Problem description
Scan the material below for "queryByLabelText", then return each line that contains it.
━━━━━ Available records
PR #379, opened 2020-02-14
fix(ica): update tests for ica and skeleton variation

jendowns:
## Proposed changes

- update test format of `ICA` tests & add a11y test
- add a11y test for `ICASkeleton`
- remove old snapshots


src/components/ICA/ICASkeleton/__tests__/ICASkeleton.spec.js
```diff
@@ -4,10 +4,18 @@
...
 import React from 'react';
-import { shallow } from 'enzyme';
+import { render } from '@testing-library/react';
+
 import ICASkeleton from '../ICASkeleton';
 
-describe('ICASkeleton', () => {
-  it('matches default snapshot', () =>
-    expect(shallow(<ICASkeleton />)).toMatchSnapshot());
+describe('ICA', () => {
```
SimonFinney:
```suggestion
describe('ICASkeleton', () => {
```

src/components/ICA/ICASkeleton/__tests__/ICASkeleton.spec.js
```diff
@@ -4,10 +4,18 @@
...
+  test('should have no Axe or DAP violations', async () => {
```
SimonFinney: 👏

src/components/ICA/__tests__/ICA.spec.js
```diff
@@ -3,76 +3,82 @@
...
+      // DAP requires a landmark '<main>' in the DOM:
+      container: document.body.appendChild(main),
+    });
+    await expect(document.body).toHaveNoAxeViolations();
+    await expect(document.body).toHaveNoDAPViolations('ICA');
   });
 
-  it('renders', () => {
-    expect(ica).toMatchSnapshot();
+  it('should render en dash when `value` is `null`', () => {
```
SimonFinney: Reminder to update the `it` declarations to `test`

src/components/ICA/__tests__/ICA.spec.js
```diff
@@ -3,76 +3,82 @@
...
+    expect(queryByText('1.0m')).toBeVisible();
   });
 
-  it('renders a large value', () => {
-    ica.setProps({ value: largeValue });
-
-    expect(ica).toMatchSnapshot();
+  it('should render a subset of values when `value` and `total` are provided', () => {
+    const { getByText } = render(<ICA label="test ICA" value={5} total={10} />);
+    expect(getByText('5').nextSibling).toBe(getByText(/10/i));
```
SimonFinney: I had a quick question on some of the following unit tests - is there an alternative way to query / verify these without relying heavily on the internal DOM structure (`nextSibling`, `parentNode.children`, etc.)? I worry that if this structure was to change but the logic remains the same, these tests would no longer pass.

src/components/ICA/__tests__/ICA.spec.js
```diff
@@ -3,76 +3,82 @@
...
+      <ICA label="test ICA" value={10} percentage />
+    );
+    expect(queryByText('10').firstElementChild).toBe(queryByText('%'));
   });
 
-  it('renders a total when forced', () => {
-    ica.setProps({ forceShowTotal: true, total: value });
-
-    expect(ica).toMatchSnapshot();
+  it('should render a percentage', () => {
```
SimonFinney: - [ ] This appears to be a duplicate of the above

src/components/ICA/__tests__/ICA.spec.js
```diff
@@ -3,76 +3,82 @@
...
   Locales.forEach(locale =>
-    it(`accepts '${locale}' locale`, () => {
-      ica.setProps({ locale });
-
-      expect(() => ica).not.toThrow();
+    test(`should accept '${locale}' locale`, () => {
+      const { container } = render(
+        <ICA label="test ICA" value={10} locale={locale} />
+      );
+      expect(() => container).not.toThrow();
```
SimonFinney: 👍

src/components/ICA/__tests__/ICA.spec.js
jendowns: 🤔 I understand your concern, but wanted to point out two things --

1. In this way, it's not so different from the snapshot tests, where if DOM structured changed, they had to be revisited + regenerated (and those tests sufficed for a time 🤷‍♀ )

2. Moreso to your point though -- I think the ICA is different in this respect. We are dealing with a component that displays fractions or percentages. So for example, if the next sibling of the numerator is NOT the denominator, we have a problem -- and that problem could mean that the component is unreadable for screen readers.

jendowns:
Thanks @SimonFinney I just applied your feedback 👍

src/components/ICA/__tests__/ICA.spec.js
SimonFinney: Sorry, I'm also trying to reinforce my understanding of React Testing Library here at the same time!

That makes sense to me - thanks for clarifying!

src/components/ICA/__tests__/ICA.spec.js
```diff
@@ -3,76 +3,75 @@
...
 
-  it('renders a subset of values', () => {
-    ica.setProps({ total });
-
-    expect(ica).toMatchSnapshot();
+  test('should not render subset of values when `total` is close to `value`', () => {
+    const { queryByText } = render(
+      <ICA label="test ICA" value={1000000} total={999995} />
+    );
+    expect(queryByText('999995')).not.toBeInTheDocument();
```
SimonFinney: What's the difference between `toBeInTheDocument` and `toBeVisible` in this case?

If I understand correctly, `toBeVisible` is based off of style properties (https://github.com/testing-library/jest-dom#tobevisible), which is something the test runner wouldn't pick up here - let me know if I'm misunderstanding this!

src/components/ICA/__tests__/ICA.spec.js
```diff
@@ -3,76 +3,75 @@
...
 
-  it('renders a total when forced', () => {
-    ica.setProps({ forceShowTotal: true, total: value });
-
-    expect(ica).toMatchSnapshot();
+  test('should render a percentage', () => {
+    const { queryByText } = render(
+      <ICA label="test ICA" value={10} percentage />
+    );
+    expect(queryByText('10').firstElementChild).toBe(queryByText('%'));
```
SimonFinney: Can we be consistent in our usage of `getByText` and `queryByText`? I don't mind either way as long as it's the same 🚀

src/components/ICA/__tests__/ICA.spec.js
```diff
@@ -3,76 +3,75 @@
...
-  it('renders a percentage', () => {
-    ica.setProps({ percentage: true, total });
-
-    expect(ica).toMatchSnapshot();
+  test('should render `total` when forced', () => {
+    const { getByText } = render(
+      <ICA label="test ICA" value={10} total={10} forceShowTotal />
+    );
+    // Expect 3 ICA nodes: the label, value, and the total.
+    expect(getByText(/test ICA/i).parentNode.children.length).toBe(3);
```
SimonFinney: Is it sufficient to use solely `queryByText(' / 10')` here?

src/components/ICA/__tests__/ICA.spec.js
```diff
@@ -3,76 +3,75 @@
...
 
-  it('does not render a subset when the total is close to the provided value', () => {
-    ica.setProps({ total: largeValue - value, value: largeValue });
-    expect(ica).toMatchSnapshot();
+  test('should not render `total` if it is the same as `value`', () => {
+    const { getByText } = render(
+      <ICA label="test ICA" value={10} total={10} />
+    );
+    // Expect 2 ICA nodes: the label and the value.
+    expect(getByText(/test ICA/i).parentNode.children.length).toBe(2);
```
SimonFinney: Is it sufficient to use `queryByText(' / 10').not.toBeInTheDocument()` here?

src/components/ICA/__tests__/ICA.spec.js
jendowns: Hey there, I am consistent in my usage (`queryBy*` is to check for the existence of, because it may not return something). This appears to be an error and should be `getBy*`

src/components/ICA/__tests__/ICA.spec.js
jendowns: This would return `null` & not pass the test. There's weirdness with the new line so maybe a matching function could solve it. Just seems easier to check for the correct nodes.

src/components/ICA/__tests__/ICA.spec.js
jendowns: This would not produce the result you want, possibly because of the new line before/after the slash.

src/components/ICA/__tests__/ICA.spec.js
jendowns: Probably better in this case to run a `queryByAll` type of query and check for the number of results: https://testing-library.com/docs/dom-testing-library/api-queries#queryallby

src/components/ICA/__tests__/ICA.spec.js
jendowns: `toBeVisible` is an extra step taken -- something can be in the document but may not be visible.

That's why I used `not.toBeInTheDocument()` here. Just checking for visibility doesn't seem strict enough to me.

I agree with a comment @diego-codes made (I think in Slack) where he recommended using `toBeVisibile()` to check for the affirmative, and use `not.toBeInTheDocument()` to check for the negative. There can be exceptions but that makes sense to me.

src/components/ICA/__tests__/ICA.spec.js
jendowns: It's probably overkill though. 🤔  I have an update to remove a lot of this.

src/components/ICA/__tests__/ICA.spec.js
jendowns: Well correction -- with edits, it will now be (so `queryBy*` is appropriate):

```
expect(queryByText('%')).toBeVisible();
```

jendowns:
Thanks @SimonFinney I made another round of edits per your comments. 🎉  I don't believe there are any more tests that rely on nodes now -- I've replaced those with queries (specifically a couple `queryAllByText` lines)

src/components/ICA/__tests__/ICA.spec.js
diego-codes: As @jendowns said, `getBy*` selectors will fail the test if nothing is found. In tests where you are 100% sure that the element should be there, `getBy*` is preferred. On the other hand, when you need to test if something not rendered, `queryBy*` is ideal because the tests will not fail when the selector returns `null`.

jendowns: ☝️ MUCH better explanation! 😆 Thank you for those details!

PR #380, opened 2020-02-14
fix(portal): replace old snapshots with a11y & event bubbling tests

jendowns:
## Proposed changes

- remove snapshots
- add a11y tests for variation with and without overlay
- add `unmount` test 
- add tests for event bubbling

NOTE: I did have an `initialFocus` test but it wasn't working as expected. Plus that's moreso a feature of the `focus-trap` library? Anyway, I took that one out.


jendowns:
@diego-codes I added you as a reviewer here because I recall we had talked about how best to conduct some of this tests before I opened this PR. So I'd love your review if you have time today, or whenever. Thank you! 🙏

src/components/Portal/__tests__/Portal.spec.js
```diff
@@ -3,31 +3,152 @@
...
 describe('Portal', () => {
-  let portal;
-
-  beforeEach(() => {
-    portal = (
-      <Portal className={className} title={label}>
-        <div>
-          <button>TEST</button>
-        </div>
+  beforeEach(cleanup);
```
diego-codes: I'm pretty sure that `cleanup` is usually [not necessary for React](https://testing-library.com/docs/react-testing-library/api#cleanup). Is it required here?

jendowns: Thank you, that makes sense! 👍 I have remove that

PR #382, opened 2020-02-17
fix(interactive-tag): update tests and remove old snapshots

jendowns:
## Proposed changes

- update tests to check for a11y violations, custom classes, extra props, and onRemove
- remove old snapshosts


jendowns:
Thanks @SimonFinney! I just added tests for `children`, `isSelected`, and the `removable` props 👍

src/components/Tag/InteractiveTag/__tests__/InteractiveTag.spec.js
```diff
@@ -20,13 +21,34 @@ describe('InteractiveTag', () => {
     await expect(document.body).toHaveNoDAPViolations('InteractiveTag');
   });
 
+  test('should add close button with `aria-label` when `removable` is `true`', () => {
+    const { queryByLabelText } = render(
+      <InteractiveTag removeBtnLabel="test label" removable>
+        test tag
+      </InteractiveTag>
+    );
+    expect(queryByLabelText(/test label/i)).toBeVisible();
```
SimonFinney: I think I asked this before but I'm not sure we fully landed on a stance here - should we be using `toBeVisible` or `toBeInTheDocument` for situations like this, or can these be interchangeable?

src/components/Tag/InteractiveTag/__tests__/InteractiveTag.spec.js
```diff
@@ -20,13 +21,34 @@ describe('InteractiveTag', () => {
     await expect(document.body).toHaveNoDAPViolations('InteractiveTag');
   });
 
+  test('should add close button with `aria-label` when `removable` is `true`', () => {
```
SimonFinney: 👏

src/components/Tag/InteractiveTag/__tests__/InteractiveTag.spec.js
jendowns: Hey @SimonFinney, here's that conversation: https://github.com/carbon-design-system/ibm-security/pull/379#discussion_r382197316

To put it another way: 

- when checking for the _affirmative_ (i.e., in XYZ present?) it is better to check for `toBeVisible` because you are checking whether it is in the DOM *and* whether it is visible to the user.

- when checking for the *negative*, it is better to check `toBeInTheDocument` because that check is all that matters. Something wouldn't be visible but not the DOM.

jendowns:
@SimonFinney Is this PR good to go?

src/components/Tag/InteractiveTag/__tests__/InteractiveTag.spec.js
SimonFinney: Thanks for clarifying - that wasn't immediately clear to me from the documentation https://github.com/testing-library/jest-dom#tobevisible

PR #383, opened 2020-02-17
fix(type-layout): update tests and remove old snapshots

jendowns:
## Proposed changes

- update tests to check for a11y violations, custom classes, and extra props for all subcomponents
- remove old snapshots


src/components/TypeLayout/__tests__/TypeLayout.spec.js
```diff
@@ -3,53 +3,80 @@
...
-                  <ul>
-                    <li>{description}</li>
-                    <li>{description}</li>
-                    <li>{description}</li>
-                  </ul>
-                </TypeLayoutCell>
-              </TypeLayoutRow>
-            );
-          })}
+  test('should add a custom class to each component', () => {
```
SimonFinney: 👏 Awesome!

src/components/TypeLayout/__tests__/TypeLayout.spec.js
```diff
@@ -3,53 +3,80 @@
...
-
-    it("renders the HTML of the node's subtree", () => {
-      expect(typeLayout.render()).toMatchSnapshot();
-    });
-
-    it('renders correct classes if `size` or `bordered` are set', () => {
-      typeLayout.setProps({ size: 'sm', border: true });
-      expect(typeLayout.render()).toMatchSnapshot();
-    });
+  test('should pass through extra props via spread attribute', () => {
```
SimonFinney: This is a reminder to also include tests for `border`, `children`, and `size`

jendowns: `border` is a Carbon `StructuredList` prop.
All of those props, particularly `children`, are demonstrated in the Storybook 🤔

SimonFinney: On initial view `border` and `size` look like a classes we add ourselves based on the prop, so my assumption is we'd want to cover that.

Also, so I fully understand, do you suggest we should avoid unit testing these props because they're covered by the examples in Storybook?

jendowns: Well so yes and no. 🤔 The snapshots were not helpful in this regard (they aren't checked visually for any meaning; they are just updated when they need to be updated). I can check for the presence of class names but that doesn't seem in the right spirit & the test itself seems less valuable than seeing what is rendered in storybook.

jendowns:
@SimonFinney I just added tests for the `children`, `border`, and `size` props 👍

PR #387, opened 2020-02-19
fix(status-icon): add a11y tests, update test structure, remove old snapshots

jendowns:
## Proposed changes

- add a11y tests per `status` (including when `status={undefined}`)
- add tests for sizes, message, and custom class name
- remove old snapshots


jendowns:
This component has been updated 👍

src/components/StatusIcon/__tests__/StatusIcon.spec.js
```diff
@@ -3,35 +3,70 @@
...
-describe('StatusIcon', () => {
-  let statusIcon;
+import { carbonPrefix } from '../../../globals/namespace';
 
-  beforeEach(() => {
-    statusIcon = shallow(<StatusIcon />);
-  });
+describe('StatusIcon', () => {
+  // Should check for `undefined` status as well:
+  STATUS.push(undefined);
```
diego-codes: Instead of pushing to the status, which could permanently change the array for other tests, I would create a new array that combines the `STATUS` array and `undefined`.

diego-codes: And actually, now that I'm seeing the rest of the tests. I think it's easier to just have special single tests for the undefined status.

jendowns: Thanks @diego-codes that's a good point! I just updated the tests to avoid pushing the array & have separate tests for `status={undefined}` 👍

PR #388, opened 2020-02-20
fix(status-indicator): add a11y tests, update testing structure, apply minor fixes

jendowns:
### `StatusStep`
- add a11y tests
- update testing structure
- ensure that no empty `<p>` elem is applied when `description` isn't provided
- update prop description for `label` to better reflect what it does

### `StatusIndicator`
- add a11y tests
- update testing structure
━━━━━━━━━━
Result of this exercise
+    const { queryByLabelText } = render(
+    expect(queryByLabelText(/test label/i)).toBeVisible();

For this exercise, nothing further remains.